= THE PROBLEM =
Filter the data for lines with the word "cache", then copy every line so identified.

== Segment start ==

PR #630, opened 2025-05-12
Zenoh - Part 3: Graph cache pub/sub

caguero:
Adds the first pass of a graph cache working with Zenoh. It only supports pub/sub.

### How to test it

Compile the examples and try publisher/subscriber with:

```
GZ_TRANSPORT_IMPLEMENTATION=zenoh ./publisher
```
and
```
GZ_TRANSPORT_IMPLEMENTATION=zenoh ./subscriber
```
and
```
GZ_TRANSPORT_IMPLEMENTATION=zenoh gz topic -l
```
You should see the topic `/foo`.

== Segment end ==

= EXPECTED OUTPUT =
Zenoh - Part 3: Graph cache pub/sub
Adds the first pass of a graph cache working with Zenoh. It only supports pub/sub.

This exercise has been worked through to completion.